The Ministry of Education (MOE; Kementerian Pendidikan; 教育部; கல்வி அமைச்சு) is a ministry of the Government of Singapore responsible for the formulation and implementation of policies related to the education in Singapore.

==Organisational structure==
The ministry currently oversees 10 statutory boards which includes 5 polytechnics and 2 institutes: SkillsFuture Singapore, Singapore Examinations and Assessment Board, ISEAS–Yusof Ishak Institute, Institute of Technical Education, Singapore Polytechnic, Ngee Ann Polytechnic, Temasek Polytechnic, Nanyang Polytechnic, Republic Polytechnic and Science Centre, Singapore.

In 2016, a new statutory board under the Ministry of Education (MOE), SkillsFuture Singapore (SSG), was formed to drive and coordinate the implementation of SkillsFuture. It took over some of the functions currently performed by the Singapore Workforce Development Agency (WDA) and absorbed the Committee for Private Education (CPE).

===Unions===
Civil servants employed by the Ministry of Education are organised into several Unions, including the Singapore Teachers' Union, Singapore Chinese Teachers' Union, Singapore Malay Teachers' Union and Singapore Tamil Teachers' Union for Education Officers; and the Amalgamated Union of Public Employees for the non-Education Officers. All these unions are affiliates of the National Trades Union Congress.

===Statutory boards===

- SkillsFuture Singapore
- Singapore Examinations and Assessment Board
- ISEAS–Yusof Ishak Institute
- Institute of Technical Education
- Singapore Polytechnic
- Ngee Ann Polytechnic
- Temasek Polytechnic
- Nanyang Polytechnic
- Republic Polytechnic
- Science Centre, Singapore

== Impact ==
The Government of Singapore invests heavily in education to equip citizens with the necessary knowledge and skills to compete in the global marketplace. Singapore currently spends around a fifth of its national budget on education. To boost its economic standing, the Government of Singapore created a mandate that most Singaporeans learn English. It is the language of governance and administration in Singapore and English is also the medium of instruction in most, if not all, schools in Singapore. As a result, the country rose from one of the most impoverished Asian countries to one with the strongest economies and highest standards of living.

=== SkillsFuture ===
The SkillsFuture initiative was introduced in 2015 to support Singapore's next stage of economic advancement by providing lifelong learning and skills development opportunities for Singaporeans. SkillsFuture aims at unlocking the full potential of all Singaporeans, regardless of background and industry. The program contains several key initiatives, such as SkillsFuture Credit and SkillsFuture Earn and Learn. SkillsFuture caters to many stakeholders, with initiatives centred on students, adult learners, employers, and training providers. In general, SkillsFuture involves a broad array of policy instruments targeting a wider range of beneficiaries over a longer-term horizon – schooling years, early career, mid-career or silver years – with a variety of resources available to help them attain mastery of skills.
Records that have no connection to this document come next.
PR #40, opened 2016-02-25
BROOKLYN-231 fix race where updating and deleting can cause deleted item not to be deleted

ahgittin:
the persists and deletions run simultaneously; now, don't write things which are deleted.
also suppress the immediate delta write that was previously being done;
this may impact tests if there relying on an immediate checkpoint, but that's a bad test,
for in normal operation checkpointing should be started when the mgmt node starts and there should be nothing to persist.
if we support turning on persistence later that should trigger a full write not a delta write.

### DIFF
--- a/core/src/main/java/org/apache/brooklyn/core/mgmt/persist/BrooklynMementoPersisterToObjectStore.java
+++ b/core/src/main/java/org/apache/brooklyn/core/mgmt/persist/BrooklynMementoPersisterToObjectStore.java
@@ -24,6 +24,7 @@ import java.io.IOException;
 import java.util.LinkedHashMap;
 import java.util.List;
 import java.util.Map;
+import java.util.Set;
 import java.util.concurrent.CopyOnWriteArrayList;
 import java.util.concurrent.ExecutionException;
 import java.util.concurrent.Executors;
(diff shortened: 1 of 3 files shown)


ahgittin:
failure unrelated, infra problem https://issues.apache.org/jira/browse/INFRA-11316

core/src/main/java/org/apache/brooklyn/core/mgmt/persist/BrooklynMementoPersisterToObjectStore.java
```diff
@@ -581,9 +583,16 @@ private Stopwatch deltaImpl(Delta delta, PersistenceExceptionHandler exceptionHa
             Stopwatch stopwatch = Stopwatch.createStarted();
             List<ListenableFuture<?>> futures = Lists.newArrayList();
             
+            Set<String> deletedIds = MutableSet.of();
```
aledsage: I'm surprised we need this. I can see that if one uses `ImmediateDeltaChangeListener` then it would happen - but that class is deprecated and not used (we should delete it).

If using `PeriodicDeltaChangeListener.persistNowInternal()` (which I thought all code paths would do), then it has already gone through this to remove the objects whose ids were removed.

ahgittin:
the problem is real so i'm going to merge but will review more after

core/src/main/java/org/apache/brooklyn/core/mgmt/persist/BrooklynMementoPersisterToObjectStore.java
ahgittin: looks like `persistNowInternal` doesn't actually do that, that's why we need it

PR #41, opened 2016-02-28
[OSGi] Support JAAS auth in Jetty

neykov:
Replace BrooklynPropertiesSecurityFilter with JAX-RS functionality.

Depends on #31, merge together with https://github.com/apache/brooklyn-ui/pull/10

### DIFF
--- a/rest/rest-server-jersey/src/test/java/org/apache/brooklyn/rest/util/HaMasterCheckResource.java
+++ b/rest/rest-server-jersey/src/test/java/org/apache/brooklyn/rest/util/HaMasterCheckResource.java
@@ -1,0 +1,41 @@
+/*
+ * Licensed to the Apache Software Foundation (ASF) under one
+ * or more contributor license agreements.  See the NOTICE file
+ * distributed with this work for additional information
+ * regarding copyright ownership.  The ASF licenses this file
+ * to you under the Apache License, Version 2.0 (the
+ * "License"); you may not use this file except in compliance
+ * with the License.  You may obtain a copy of the License at
+ *
+ *     http://www.apache.org/licenses/LICENSE-2.0
+ *
+ * Unless required by applicable law or agreed to in writing,
+ * software distributed under the License is distributed on an
+ * "AS IS" BASIS, WITHOUT WARRANTIES OR CONDITIONS OF ANY
+ * KIND, either express or implied.  See the License for the
+ * specific language governing permissions and limitations
+ * under the License.
+ */
+package org.apache.brooklyn.rest.util;
+
+import javax.ws.rs.POST;
+import javax.ws.rs.Path;
+import javax.ws.rs.Produces;
+import javax.ws.rs.core.MediaType;
+
+@Path("/")
+@Produces(MediaType.APPLICATION_JSON)
+public class HaMasterCheckResource {
+
+    @POST
+    @Path("/server/shutdown")
+    public void shutdown() {
+
+    }
+
+    @POST
+    @Path("/ha/post")
+    public void post() {
+    }
+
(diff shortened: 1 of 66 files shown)


rest/rest-server-jersey/src/test/java/org/apache/brooklyn/rest/util/HaMasterCheckResource.java
```diff
@@ -0,0 +1,41 @@
...
+package org.apache.brooklyn.rest.util;
+
+import javax.ws.rs.POST;
+import javax.ws.rs.Path;
+import javax.ws.rs.Produces;
+import javax.ws.rs.core.MediaType;
+
+@Path("/")
+@Produces(MediaType.APPLICATION_JSON)
+public class HaMasterCheckResource {
```
ahgittin: maybe call this `TestingHaMasterCheckResource` (or even `DummyTestingResource` and change the paths so they don't mimic real ones?)

ahgittin:
looks reasonable.  should we deprecate the old mechanism for handling logout, or at least comment pointing to the new one?

rest/rest-server-jersey/src/test/java/org/apache/brooklyn/rest/util/HaMasterCheckResource.java
neykov: Renamed with a `Testing` prefix at https://github.com/neykov/brooklyn-server/commit/25ff23420e0b6a0bbe19ba31db8e3cdc88866b31. Can't use the more generic name because there are a few of them.

`/server/shutdown` needs to be fixed, because it's testing `HaHotCheckResourceFilter.isMasterRequiredForRequest` behaviour. The other paths are made up.

neykov:
Previous logout mechanism lives at `BrooklynPropertiesSecurityFilter` which is now deprecated and not used.

neykov:
Added two additional commits addressing problems that came up during testing.

neykov:
Fixed newly introduced conflicts here and #31

neykov:
Triggering a rebuild

neykov:
Jenkins didn't even start a build for this one, weird. #55 includes this changes from here and is successful.

m4rkmckenna:
Tested this along with #31 & #55 ... noticed the following

Works as expected with the following in your `brooklyn.properties`
```
brooklyn.webconsole.security.provider=org.apache.brooklyn.rest.security.provider.AnyoneSecurityProvider
```
**OR**
```
brooklyn.webconsole.security.users=superAdmin
brooklyn.webconsole.security.user.superAdmin.password=5up3r4dm1n
```

but leaving the above out `org.apache.brooklyn.rest.security.provider.BrooklynUserWithRandomPasswordSecurityProvider` is never invoked so you end up with the below error when login is attempted

```
2016-03-16 15:13:17,521 | INFO  | qtp26227812-675  | DelegatingSecurityProvider       | 55 - org.apache.brooklyn.rest-resources - 0.9.0.SNAPSHOT | REST using security provider org.apache.brooklyn.rest.security.provider.ExplicitUsersSecurityProvider
2016-03-16 15:13:17,521 | WARN  | qtp26227812-675  | ExplicitUsersSecurityProvider    | 55 - org.apache.brooklyn.rest-resources - 0.9.0.SNAPSHOT | REST has no users configured; no one will be able to log in!
```

neykov:
Thanks for testing this @m4rkmckenna. Addressed comment in https://github.com/apache/brooklyn-server/pull/69 (not directly related to this PR).

neykov:
Also rebased all related PRs to resolve merge conflicts.

PR #43, opened 2016-02-29
Fix hostname resolving for jclouds locations

neykov:
* don't initialize hostname directly from the node
* correct lazy hostname initialization logic

According to [this comment](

Every Singapore citizen from the age of 25 is given S$500 (approximately $370) by the Singapore government for the SkillsFuture Credit to invest in their personal learning. This sum can be used for continuing education courses in local tertiary institutions, as well as short courses provided by MOOC providers such as Udemy, Coursera, and edX.

By the end of 2017, the SkillsFuture Credit has been utilised by over 285,000 Singaporeans. There were more than 18,000 SkillsFuture credit-approved courses available at that time. As of 2016, there were also a total of 40 Earn and Learn Programmes.

SkillsFuture has established a multi-level training system with dozens of initiatives and programs targeting the different skill-training needs of different social groups, such as students and employees in different career stages. Moreover, SkillsFuture also invests in forms of industry collaboration to uplift the broad base of private companies, and strengthen collaboration between training institutions, unions, trade associations, and employers to develop the skills of the Singaporean workforce. In terms of funding, according to the Singaporean government budget report, a provision of $220 million has been made for SSG in the fiscal year 2018 to implement plans, policies and strategies to support skills development programs under SkillsFuture.

==Ministers==
With the expanding scope of education in Singapore and the implementation of SkillsFuture in 2016, the Ministry was led by two ministers; Minister for Education (Schools), who oversees the pre-school, primary, secondary, and junior college education; and Minister for Education (Higher Education and Skills), who oversees the ITE, polytechnic, university and SkillsFuture education. In 2018, the Ministry returned to being headed by one minister.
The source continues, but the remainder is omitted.